Alsaqati Mouhamed, Thomas Rhian S, Kidd Emma J
School of Pharmacy and Pharmaceutical Sciences, Cardiff University, Redwood Building, King Edward VII Avenue, Cardiff CF10 3NB, UK.
Aging Brain. 2023 Jun 21;4:100084. doi: 10.1016/j.nbas.2023.100084. eCollection 2023.
Amyloid-beta (Aβ) is produced from amyloid precursor protein (APP) primarily after APP is internalised by endocytosis and clathrin-mediated endocytic processes are altered in Alzheimer's disease (AD). There is also evidence that cholesterol and flotillin affect APP endocytosis. We hypothesised that endocytic protein expression would be altered in the brains of people with AD compared to non-diseased subjects which could be linked to increased Aβ generation. We compared protein expression in frontal cortex samples from men with AD compared to age-matched, non-diseased controls. Soluble and insoluble Aβ40 and Aβ42, the soluble Aβ42/Aβ40 ratio, βCTF, BACE1, presenilin-1 and the ratio of phosphorylated:total GSK3β were significantly increased while the insoluble Aβ42:Aβ40 ratio was significantly decreased in AD brains. Total and phosphorylated tau were markedly increased in AD brains. Significant increases in clathrin, AP2, PICALM isoform 4, Rab-5 and caveolin-1 and 2 were seen in AD brains but BIN1 was decreased. However, using immunohistochemistry, caveolin-1 and 2 were decreased. The results obtained here suggest an overall increase in endocytosis in the AD brain, explaining, at least in part, the increased production of Aβ during AD.

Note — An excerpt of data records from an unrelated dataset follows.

PR #1147, opened 2016-03-05
Fix #1146: Fix bug of ExpandSAMs with non-apply SAM methods.

### LINKED ISSUE #1146: AbstractMethodError with non-JVM SAMs with a non-apply method
The following crashes at run-time with an `AbstractMethodError`:
```scala
abstract class NonJVMSam {
  def foo(x: Int): Int
}

object Test {
    val f: NonJVMSam = x => x + 1
    println(f.foo(3))
  }
}
```
That's because `ExpandSAMs` always generates a forwarder for a method named `apply`, irrespective of the name of the method in the actual SAM type.

sjrd:
When expanding a SAM, ExpandSAMs always used the name `apply` for the generated forwarder, instead of the name of the method which is abstract in the SAM type. This commit fixes this issue.


sjrd:
Review by @odersky, as you have written most of `ExpandSAMs` in the first place.

sjrd:
> For future PR's, it's best to push them to staging first and then make the PR from there. That lets everyone else push further commits on a PR with minimum hassle.

Ah OK.

> But the way it is is also fine, so I leave it up to you whether you want to change it.

Done.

淀粉样蛋白β(Aβ)主要在淀粉样前体蛋白(APP)通过内吞作用内化后产生,且在阿尔茨海默病(AD)中网格蛋白介导的内吞过程会发生改变。也有证据表明胆固醇和小窝蛋白影响APP的内吞作用。我们推测,与非患病受试者相比,AD患者大脑中的内吞蛋白表达会发生改变,这可能与Aβ生成增加有关。我们比较了AD男性患者与年龄匹配的非患病对照者额叶皮质样本中的蛋白表达。在AD大脑中,可溶性和不可溶性Aβ40和Aβ42、可溶性Aβ42/Aβ40比值、β分泌酶裂解片段(βCTF)、β分泌酶1(BACE1)、早老素1以及磷酸化GSK3β与总GSK3β的比值均显著升高,而不可溶性Aβ42:Aβ40比值则显著降低。AD大脑中总tau蛋白和磷酸化tau蛋白均明显增加。在AD大脑中可见网格蛋白、衔接蛋白2(AP2)、磷脂酰肌醇结合网格蛋白装配蛋白亚型4(PICALM isoform 4)、小G蛋白Rab-5以及小窝蛋白-1和2显著增加,但桥联整合膜蛋白1(BIN1)减少。然而,通过免疫组织化学检测发现小窝蛋白-1和2减少。此处获得的结果表明AD大脑中的内吞作用总体增加,这至少部分解释了AD期间Aβ生成增加的原因。